Stored items
PR #4302, opened 2025-07-08
pipeline-manager: info log level

snkas:
Simplify the logging by just setting the filter to `info`, rather than `warn` with several exceptions that print at `info` level.

This eases maintenance, as now it is not necessary to add an exception each time a new Feldera crate is added. In addition, `info` level should provide useful information in general. This does make logging a bit more verbose, especially at the start due to actix and postgres operations.


gz (approved):

lalithsuresh:
Just make sure this doesn't create a log line on every interaction with postgres, that's a lot of noise usually.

YOUR TASK
All lines from the one that holds "This eases maintenance, as" to the end of the entries above must be transcribed exactly, both ends included, and no others.

SOLUTION TO THE EXERCISE
This eases maintenance, as now it is not necessary to add an exception each time a new Feldera crate is added. In addition, `info` level should provide useful information in general. This does make logging a bit more verbose, especially at the start due to actix and postgres operations.


gz (approved):

lalithsuresh:
Just make sure this doesn't create a log line on every interaction with postgres, that's a lot of noise usually.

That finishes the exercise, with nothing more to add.